Non-transparent recommender system evaluation leads to misleading results

Recommender systems have become a ubiquitous feature on the World Wide Web. Today, most websites use some form of recommendation to heighten their users’ experience. They do so by analyzing what items users have interacted with previously and analyze the interaction patterns generated. In order to identify whether one recommendation approach performs better than another, various evaluation techniques are employed [1, 3]. These techniques usually focus on how accurate, or close to the user’s preferences, the recommendations are; in simple terms: the better the evaluation scores, the better the recommender. However, when comparing the results of one recommender system to another, it is difficult to compare results verbatim due to the many options in design and implementation of an evaluation strategy. Additionally, implementational differences in the underlying recommendation framework can increase the comparison difficulty. In our work [2], we investigate the discrepancies between common open source recommender system frameworks and highlight the difference in evaluation protocols – even when the same evaluation metrics are employed, evidencing differences in their implementation.
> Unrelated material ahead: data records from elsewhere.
PR #16076, opened 2024-03-26
fix(multiselect): set optional chaining for undefined multiselect

### LINKED ISSUE #16052: [Bug]: Crash in MultiSelect with undefined selectedItems
### Package

@carbon/react

### Browser

Chrome

### Package version

v1.53.0

### React version

v18.2.0

### Description

This is admittedly user error, but it seems like it would be a good idea to protect against it. 
If `selectedItems` has an array with `undefined` in it, [this PR](https://github.com/carbon-design-system/carbon/pull/15633) will try to read `text` from undefined and crash with the stack below:
```
Uncaught TypeError: Cannot read properties of undefined (reading 'text')
    at @carbon_react.js?v=72b18db9:100065:90
    at Array.map (<anonymous>)
    at @carbon_react.js?v=72b18db9:100065:71
```

I hit it b/c we had some bad test code, but figured it would be a good idea to just add some optional chaining in that MultiSelect code so it doesn't crash. 

### Reproduction/example

https://stackblitz.com/edit/github-caiwsw?file=src%2FApp.jsx

### Steps to reproduce

Create a multiselect
in `selectedItems`, have an item that is undefined or null.

### Suggested Severity

### Application/PAL

IBM Cloud Satellite

### Code of Conduct

jesnajoseijk:
Closes #16052

Added optional chaining for undefined multi select value

#### Changelog

**New**

- {{new thing}}

**Changed**

- multiselect.tsx
- multiselect-test.js

**Removed**

- {{removed thing}}

#### Testing / Reviewing

{{MultiSelect component}}


packages/react/src/components/MultiSelect/tools/sorting.js
```diff
@@ -16,7 +16,7 @@
  * @returns {number}
  */
 export const defaultCompareItems = (itemA, itemB, { locale }) =>
-  itemA.localeCompare(itemB, locale, {
+  itemA?.localeCompare(itemB, locale, {
```
tay1orjones: Could you explain why this is necessary? My understanding is that this code is called via `sortItems`, which always runs each item through an `itemToString` function (`defaultItemToString`) that should return `''` if the item is undefined

https://github.com/carbon-design-system/carbon/blob/2ebd2cbac7ffa53492a75f655b374a4f37c73115/packages/react/src/components/MultiSelect/tools/sorting.js#L43-L45

jesnajoseijk: @tay1orjones On the mentioned scenario in [16052](https://github.com/carbon-design-system/carbon/issues/16052),we are getting the below mentioned error as well.
Screenshot 2024-03-28 at 10 40 31 AM

tay1orjones: Okay, a few suggestions would be to:

* Handle `undefined` upstream from this - could we filter out undefined values from `initialSelectedItems` within MultiSelect?
* Write a test for MultiSelect that reproduces the error, to indicate that whatever fix we land on here actually works as intended

jesnajoseijk: @tay1orjones undefined items are filtered out from the items list  and the associated test case is added in the new PR

packages/react/src/components/MultiSelect/__tests__/MultiSelect-test.js
```diff
@@ -37,6 +37,29 @@ describe('MultiSelect', () => {
...
+    const { container } = render(
+      <MultiSelect
+        id="custom-id"
+        label={label}
+        items={items}
+        itemToString={(item) => (item ? item.text : '')}
+      />
+    );
+    // eslint-disable-next-line testing-library/prefer-screen-queries
+    const labelNode = getByText(container, label);
```
tay1orjones: This should be possible with the allowed 
```js
screen.getByRole('combobox', { name: label })
```

packages/react/src/components/MultiSelect/__tests__/MultiSelect-test.js
```diff
@@ -37,6 +37,29 @@ describe('MultiSelect', () => {
...
+
+    await userEvent.click(labelNode);
+
+    // eslint-disable-next-line testing-library/prefer-screen-queries
+    expect(getByText(container, 'joey')).toBeInTheDocument();
+    // eslint-disable-next-line testing-library/prefer-screen-queries
+    expect(getByText(container, 'johnny')).toBeInTheDocument();
+    // eslint-disable-next-line testing-library/prefer-screen-queries
+    expect(getByText(container, 'undefined')).not.toBeInTheDocument();
```
tay1orjones: The queries here should also be possible with the allowed 
```js
screen.getByRole('option', { name: 'joey' })
```

packages/react/src/components/MultiSelect/__tests__/MultiSelect-test.js
```diff
@@ -37,6 +37,29 @@ describe('MultiSelect', () => {
...
+    const items = [{ text: 'joey' }, { text: 'johnny' }, { text: undefined }];
+    const label = 'test-label';
+    const { container } = render(
+      <MultiSelect
+        id="custom-id"
+        label={label}
+        items={items}
+        itemToString={(item) => (item ? item.text : '')}
+      />
+    );
```
tay1orjones: With those queries sorted you should be able to remove the container

```suggestion
    render(
      <MultiSelect
        id="custom-id"
        label={label}
        items={items}
        itemToString={(item) => (item ? item.text : '')}
      />
    );
```

packages/react/src/components/MultiSelect/MultiSelect.tsx
```diff
@@ -373,14 +373,29 @@ const MultiSelect = React.forwardRef(
       selectedItems: selected,
     });
 
+    // Filter out items with an object having undefined values
+    const filteredItems = items.filter((item) => {
+      if (typeof item === 'object' && item !== null) {
+        for (const key in item) {
+          if (
+            Object.prototype.hasOwnProperty.call(item, key) &&
```
tay1orjones: `hasOwn()` is a bit more intuitive and should be functionally the same I think

```suggestion
            Object.hasOwn(item, key) &&
```

packages/react/src/components/MultiSelect/MultiSelect.tsx
```diff
@@ -373,14 +373,29 @@ const MultiSelect = React.forwardRef(
...
+            item[key] === undefined
+          ) {
+            return false; // Return false if any property has an undefined value
+          }
+        }
+      }
+      return true; // Return true if item is not an object with undefined values
+    });
+
```
tay1orjones: I think it would make sense for this to be in a `useMemo` with `items` in the dependency array so it doesn't filter on every render.

tay1orjones (changes requested):
Pretty close here! Just a couple other things I noticed

packages/react/src/components/MultiSelect/__tests__/MultiSelect-test.js
jesnajoseijk: @tay1orjones  shortened this to just screen.getByRole('combobox') becuase name is coming in as  empty string and giving error as  :
TestingLibraryElementError: Unable to find an accessible element with the role "combobox" and name "test-label"

    Here are the accessible roles:

      combobox:

      Name "":
      <button
        aria-activedescendant=""
        aria-controls="downshift-:r0:-menu"
        aria-expanded="false"
        aria-haspopup="listbox"
        aria-labelledby="downshift-:r0:-label"
        class="cds--list-box__field"
        id="downshift-:r0:-toggle-button"
        role="combobox"
        tabindex="0"
        type="button"
      />

packages/react/src/components/MultiSelect/__tests__/MultiSelect-test.js
```diff
@@ -37,6 +37,27 @@ describe('MultiSelect', () => {
...
+
+    const labelNode = screen.getByRole('combobox');
+    await userEvent.click(labelNode);
+
+    expect(screen.getByRole('option', { name: 'joey' })).toBeInTheDocument();
+    expect(screen.getByRole('option', { name: 'johnny' })).toBeInTheDocument();
+    expect(
+      screen.queryByRole('option', { name: 'undefined' })
+    ).not.toBeInTheDocument();
```
tay1orjones, line 59: We also have a global setting that fails tests if they call console.warn/error, so this test will definitely cover the old behavior you're fixing in this PR.

tay1orjones (approved):
Thanks for tackling this!

tw15egan (approved):
LGTM, thanks for contributing!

In order to create a fair comparison, we additionally generate the same metrics using a transparent evaluation protocol and propose a controlled evaluation protocol where these aspects are clearly specified and tested. Our work shows large differences in recommendation accuracy across frameworks, and even larger differences when comparing the results from the controlled evaluation. The implication is that comparing the results from several recommender systems is often infeasible, unless a strict and transparent protocol is followed. BODY Evaluation of recommender systems is often misleading, transparent protocols should be used and reported by industry and academia.